At level 1, the following additional distinctions may be made in an encoding:

  • the label element may be used for heading-like titles appearing in the middle of a division;
  • the quote element may be used to distinguish passages such as quotations, epigraphs, stretches of verse, letters etc. which seem to "float" within the running text;
  • the corr element may be used to indicate a passage (typically a word or phrase) which is clearly erroneous in the original and which has been editorially corrected;
  • the elements foreign, emph, or title are available and should be used in preference to hi for passages rendered in a different font or otherwise made visually salient in the source, where an encoder can do so with confidence;
  • the element gap may be used to indicate where some component of a source (typically an illustration) has been left out of the encoding;
  • the elements note and ref may be used to capture the location and content of authorially supplied footnotes or end-notes; wherever they occur in the source, notes must be collected together in a div type="notes" within a back element.
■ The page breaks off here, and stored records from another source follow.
PR #53, opened 2025-05-29
Added example notebook using deepseek and mlflow for tracing 

akhilmakes:
Example notebook using deepseek as the LLM and using mlflow for tracing the output.


ed-donner:
That's great @akhilmakes - really good to see mlflow for tracing. Thank you.

PR #55, opened 2025-05-31
Lab 2 mcp work around on windows

Bensk-96:
Hi Ed,

I found a workaround for running MCP in Lab 2 of Autogen in windows environment. I created a separate `.py` script for the MCP-related code to avoid the `fileno` error seen in Jupyter notebooks.

The workflow is as follows:
1. Start the MCP server in a separate terminal using: `uvx mcp-server-fetch`
2. Then, in another terminal, run the MCP script using: `uv run mcp_fetch.py`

For those already familiar with the TEI, this list of elements may seem distressingly small. It lacks entirely some elements which every TEI introductory course regards as indispensable (no list or item; no choice or abbr; no name or date...) and tolerates some practices bordering on tag abuse. For example, all the components of a title page are marked as p since no specialised elements (titlePage, docImprint etc.) are available. In the absence of specialised but culture-specific features (for example, publisher name, imprint, imprimatur, etc.) the encoding identifies only fundamental textual features common to every kind of text. Nevertheless, we believe that the set of concepts it supports overlaps well with the set of textual features which almost any existing digital transcription will seek to preserve in some form or another. This may explain both why the majority of the texts so far collected in the ELTeC have been encoded at level 1 rather than level0, and also the speed with which the collection is growing.
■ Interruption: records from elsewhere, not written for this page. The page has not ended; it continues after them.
PR #56, opened 2025-05-31
Deep research v2

Bensk-96:
Hi Ed,

I've made some modifications to the Deep Research app in the OpenAI Agent SDK section. This updated version — Deep Research v2 — includes the following enhancements:

1. The agent asks up to 3 clarification questions when needed.
2. Added a toggle to control whether an email is sent or not.
3. Allows selection of research depth (5, 10, or 20 search results).

Could you please take a look? I hope you and other students find it useful and interesting!

Best regards,  
Benjamin


ed-donner:
It's terrific @Bensk-96 thank you so much.

I should mention that another student discovered a horrible bug in my code (that in my defense came straight from OpenAI code). I was using a shortcut for Pydantic like:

ELTeC level 1 is intended to facilitate a richer and better-informed distant reading of a text than a transcription of its verbal content alone would permit. ELTeC level 2 is partly intended to provide a consistent and TEI-conformant way of representing the results of such readings, in partiocular those concerned with linguistic annotation. Its primary goal is to represent in a standard way additional layers of annotation of particular importance to distant reading applications such as stylometry or topic modelling. Enrichment of each lexical token to indicate its morpho-syntactic category (POS) or its lemma, and identification of tokens which refer to named entities are both well within the scope of existing text processing techniques, and are also routinely used in distant reading applications. The challenge is that the input and the output formats typically used by such tools are rarely XML-based, and seem superficially to have a model of text quite different from that of the ordered hierarchy of content objects in terms of which the TEI community traditionally operates. For many in the distant reading community (it seems) a text is little more than a sequence of tokens, mostly corresponding with orthographically-defined words, though there is some variability in the principles underlying the process of tokenisation, for example in the modelling of clitics, compound forms, etc. Each token has a number of properties, which might include such attributes as its part of speech, its lemma, or its position in the sequence of tokens making up the document. Information about a token which in an XML model would be properties of some higher level construct such as its status as dialogue, quoted matter, emphasis, etc. is occasionally considered as well, but is typically modelled as an additional property of the token.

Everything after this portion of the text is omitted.